Gerade was die Taiwan-Frage angeht, nutzt Chinas Staats- und Parteiführung die Olympischen Spiele, um ihre Macht in Asien zu demonstrieren. Sie vertritt die Meinung, Taiwan gehöre zur Volksrepublik - obwohl das nie der Fall war. Wer Chinas Taiwan-Politik nur andeutungsweise infrage stellt, wird von der kommunistischen Führung bestraft.

So etwa die taiwanische Sängerin, Schauspielerin und Comedy-Moderatorin Dee Hsu alias Xiao S. Sie ist auch in China sehr erfolgreich.
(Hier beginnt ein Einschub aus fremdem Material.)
PR #3037, opened 2021-07-29
[Satconfig] when disabled tuner root(FBC socket 1) -->automatically d…

Dima73:
…isable all virtual tuners for this FBC DVB-C tuner

more info:

https://forums.openpli.org/topic/84734-vu-duo-4k-wrong-tuner-handling-when-adding-a-usb-tuner


WanWizard:
I've checked with the Gigablue DVB-C FBC tuner, it also has one input and one loop-through.

PR #3045, opened 2021-07-31
[EventView] Use "info" button to close screen

nautilus7:
While the "EventView" screen is displayed by pressing the "info" button on the remote control while watching a channel, you cannot use the same button to close it. This is not convenient and rather unusual, since most screens can be closed with the same button they are opened with (e.g. menus, infobar, etc).

This change will reassign the "info" button to close (cancel) operation for the "EventView" screen. Prior to this, the "info button and the "menu" button were used for the same purpose: To open a menu with specific plugins (if any of these plugins are actually installed in the system - I don't have any, so I don't know which they are) when the "EventView" screen in on.

The "EventViewActions" actions that are modified here, are not used anywhere else in enigma2, so I don't expect any side effects.

### DIFF
--- a/data/keymap.xml
+++ b/data/keymap.xml
@@ -647,7 +647,7 @@
 		<key id="KEY_RIGHT" mapto="nextEvent" flags="mr" />
 		<key id="KEY_RED" mapto="openSimilarList" flags="m" />
 		<key id="KEY_GREEN" mapto="timerAdd" flags="m" />
-		<key id="KEY_INFO" mapto="contextMenu" flags="m" />
+		<key id="KEY_INFO" mapto="cancel" flags="m" />
 		<key id="KEY_MENU" mapto="contextMenu" flags="m" />
 		<key id="KEY_PROGRAM" mapto="timerAdd" flags="m" />
 		<key id="KEY_EDIT" mapto="timerAdd" flags="m" />


Huevos:
Here is a list of a few plugins that do use `WHERE_EVENTINFO`.

- advancedmovieselection
- autotimer
- birthdayreminder
- epgrefresh
- epgsearch
- imdb
- merlinepg
- ofdb
- partnerbox
- pluginhider
- pluginsort
- seriesplugin
- EPGTranslator
- tmdb
- TVSpielfilm

Dima73:
It is a bad idea.
Many users are used to this functionality.

Ev0-BH:
Not sure why anyone would be pressing the same button to enable something as they would to disable it tbh.

Surely it makes much more sense to just press exit or back to go back to where you were before.

nautilus7:
@Huevos thanks for list. I don't use any of these...

@Dima73 @Ev0-BH most TVs do that. They display the program info by pressing the "info" button, and they close it as well with same key. The same happens in enigma2 with the infobar. You display the infobar by pressing the "ok" button and you close it with "ok" as well. Not sure what's the problem... Why do you have to move your finger to another button???

I don't really care if users are used to something... In my opinion, having 2 keys do the same thing is wrong design anyway...

Ev0-BH:
I don't really care if users are used to something... In my opinion, having 2 keys do the same thing is wrong design anyway...

Not a good way to look at things imo.

RobvanderDoes:
"OK" on InfoBar opens SecondInfoBar.

Ev0-BH:
> I don't really care if users are used to something... In my opinion, having 2 keys do the same thing is wrong design anyway...

Not a good way to look at things imo.

nautilus7:
> "OK" on InfoBar opens SecondInfoBar.

Oh come on!!! And "ok" again close it!

RobvanderDoes:
Yes, meaning the second "OK" opens a completely different functionality.

nautilus7:
> > I don't really care if users are used to something... In my opinion, having 2 keys do the same thing is wrong design anyway...
> 
> Not a good way to look at things imo.

My point is, that if something does not feel right, it should be changed, no matter if users are used to it.


If the majority of you like the way the buttons are configured right now, that is "menu" opens a menu and "info" opens the same menu (!!!), I am fine with that!

nautilus7:
> Yes, meaning the second "OK" opens a completely different functionality.

No it's not different! It's infobar, second infobar (i.e. an infobar with more information), and then close!

WanWizard:
There are two different discussions going on here:
* close with the same button as open
* multiple buttons that do the same thing

Please don't mix them up.

If I look at TV's, they tend to use toggle buttons for functions starting from watching TV. This allows you to quickly pop up a screen and remove it again so you don't loose extra "screen time". I don't have any particular problem with this (consistency is good), even though I am used to info-info to get to the event menu. But if this happens, it should happen for all functions, not just for info, so it should be a stuctured effort, not just a change for a single button.

As for multiple buttons for the same function, I tend to agree with that, but also here, there are a lot of screens where this is the case, just think about the number of times the red button is used as close or exit.

Finally, I agree that for (end)users, this can be a massive change, so I'd rather not implement it in the middle of a release cycle, but keep it for OpenPLi 9 which is more logical for such a major change.

nautilus7:
@WanWizard thanks for your comprehensive opinion and time spent writing it.

pr2git:
Personally I am in favor of this change. Here is my personnal situation I purchase brand new Sony TV and the VU+ is know and I can control the VU+ from the Sony RCU.  Problem is that Sony doesn't send the back button to the STB it seems to be reserved for  Sony TV.
So when I entered the EPG (= Info button) I cannot leave it.  Pressing several time the EPG/INFO button I stuck in the last screen.
So would be nice that when reaching the very last screen, pressing EPG/INFO button again simply leave it and return to TV screen.
If possible this behavior should became the default one, to avoid to get stuck in the very last screen.

Ev0-BH:
> 
> 
> Personally I am in favor of this change. Here is my personnal situation I purchase brand new Sony TV and the VU+ is know and I can control the VU+ from the Sony RCU. Problem is that Sony doesn't send the back button to the STB it seems to be reserved for Sony TV.
> So when I entered the EPG (= Info button) I cannot leave it. Pressing several time the EPG/INFO button I stuck in the last screen.
> So would be nice that when reaching the very last screen, pressing EPG/INFO button again simply leave it and return to TV screen.
> If possible this behavior should became the default one, to avoid to get stuck in the very last screen.

So just because your tv doesn't support the back button, everyone should be forced to change they way they use there stb ?

Maybe it would be better to add it as an option in the epg settings, so the user can decide if they want to enable the same button to close the function ? that way nobody has a change forced upon them, but those that would like this function can enable it.

pr2git:
> > Personally I am in favor of this change. Here is my personnal situation I purchase brand new Sony TV and the VU+ is know and I can control the VU+ from the Sony RCU. Problem is that Sony doesn't send the back button to the STB it seems to be reserved for Sony TV.
> > So when I entered the EPG (= Info button) I cannot leave it. Pressing several time the EPG/INFO button I stuck in the last screen.
> > So would be nice that when reaching the very last screen, pressing EPG/INFO button again simply leave it and return to TV screen.
> > If possible this behavior should became the default one, to avoid to get stuck in the very last screen.
> 
> So just because your tv doesn't support the back button, everyone should be forced to change they way they use there stb ?
> 
> Maybe it would be better to add it as an option in the epg settings, so the user can decide if they want to enable the same button to close the function ? that way nobody has a change forced upon them, but those that would like this function can enable it.

This won't change anything for people, just that they will no longer be stucked on the latest possible screen.

Anyway I just test the exit button on the Sony RCU so now I can leave the EPG screen with it too.

littlesat:
We should make a compromise here… when there is no plug-in then exit, when there is a plug-in like IMDb show it (and when there is just one plug-in show it immediately). Need extra python code and rename button task to epg plug-in or so.

nautilus7:
I am not sure I like this diversity. I think it will be confusing. Keep in mind that there is also "menu" button that does the same. Is it going to change as well to match the functionality of the "info" button?

So, better keep them like they are today, since people are used to them.

littlesat:
It at least keeps functionality as it was… and when there was no plug-in it becomes exit… where in the paar nothing happened… and when there is only one plug-in behind it you do not get the choicebox anymore (why should you see it?)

Als sie auf Instagram taiwanische Olympia-Teilnehmerinnen und -Teilnehmer als "Nationalsportler" Taiwans bezeichnete, brach in China ein Sturm der Entrüstung los. Innerhalb weniger Stunden verlor Dee Hsu in der Volksrepublik reihenweise Werbeverträge - auf Druck nationalistischer Chinesinnen und Chinesen.

Verstoß gegen olympische Charta

Der offen zur Schau gestellte Nationalismus der kommunistischen Führung zeigt sich auch direkt bei den Spielen in Tokio. Obwohl das nach Regel 50 der olympischen Charta eigentlich verboten ist.

Zum Beispiel bei der Siegerehrung des Bahnrad-Team-Sprint-Wettbewerbs. Gold holten die beiden chinesischen Bahnrad-Sprinterinnen Zhong Tianshi und Bao Shanju. Der staatliche Sender CCTV übertrug die Siegerehrung live und deutlich zu sehen war: Die beiden Chinesinnen hatten sich für diesen Anlass kleine gold-rote Anstecker der Kommunistischen Partei an die Brust geheftet. Die Anstecker zeigen ein stilisiertes Porträt von Mao Zedong - Gründer der Volksrepublik und Langzeitdiktator Chinas.

Die Goldmedaillen von Zhong Tianshi und Bao Shanju

Die chinesischen Bahnrad-Sprinterinnen Zhong Tianshi und Bao Shanju trugen bei der Siegerehrung kleine gold-rote Anstecker der Kommunistischen Partei - was ein Verstoß gegen die olympische Charta ist.

Olympia-Veranstalter ermittelt gegen China

Nach diversen Beschwerden ermitteln nun die Olympia-Veranstalter gegen China. Man sei wegen der Mao-Zedong-Anstecker bereits in Kontakt mit dem chinesischen Olympia-Komitee und erwarte eine formelle Antwort, sagte Olympia-Sprecher Mark Adams am Mittwoch in Tokio. Die chinesische Seite habe bereits versichert, dass so etwas nicht mehr vorkommen werde.

In rund einem halben Jahr beginnen in der chinesischen Hauptstadt Peking die Olympischen Winterspiele. Eine überbordende Politisierung der Wettkämpfe ist schon jetzt absehbar. Sowohl Chinas Olympisches Komitee als auch das Veranstalter-Team der Spiele bestehen fast vollständig aus Kadern der Kommunistischen Partei.

Über dieses Thema berichtete NDR Info am 05. August 2021 um 09:48 Uhr.